Materials provided
____

PR #481, opened 2020-04-03
🔧(nextcloud) remove app skeleton in BuildConfig

lunika:
## Purpose

The app contains a skeleton used when a new user is created. This
skeleton is used to create demonstration files and we don't want them.
Moreover removing them increase the performace when a user is created
from SAML provider.

## Proposal

- [x] remove skeleton in the BuildConfig


sampaccoud (approved):
:man_shrugging:

jmaupetit (commented):
You forgot to update the changelog :pray:

lunika:
> You forgot to update the changelog pray

There is no need, we didn't release Arnold shipping nextcloud.

PR #486, opened 2020-04-07
✨(nextcloud) install user_saml app in BuildConfig

lunika:
## Purpose

We want to install user_saml application in the BuildConfig. The version
to install is configurable with nextcloud_apps_user_saml_version
variable.

## Proposal

- [x] Install user_saml app in nextcloud BuildConfig


lunika:
This work should be done in matsuo and not in Arnold. I close this PR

____

Directions for this task
The full listing above should be returned exactly as supplied.

Solution
PR #481, opened 2020-04-03
🔧(nextcloud) remove app skeleton in BuildConfig

lunika:
## Purpose

The app contains a skeleton used when a new user is created. This
skeleton is used to create demonstration files and we don't want them.
Moreover removing them increase the performace when a user is created
from SAML provider.

## Proposal

- [x] remove skeleton in the BuildConfig


sampaccoud (approved):
:man_shrugging:

jmaupetit (commented):
You forgot to update the changelog :pray:

lunika:
> You forgot to update the changelog pray

There is no need, we didn't release Arnold shipping nextcloud.

PR #486, opened 2020-04-07
✨(nextcloud) install user_saml app in BuildConfig

lunika:
## Purpose

We want to install user_saml application in the BuildConfig. The version
to install is configurable with nextcloud_apps_user_saml_version
variable.

## Proposal

- [x] Install user_saml app in nextcloud BuildConfig


lunika:
This work should be done in matsuo and not in Arnold. I close this PR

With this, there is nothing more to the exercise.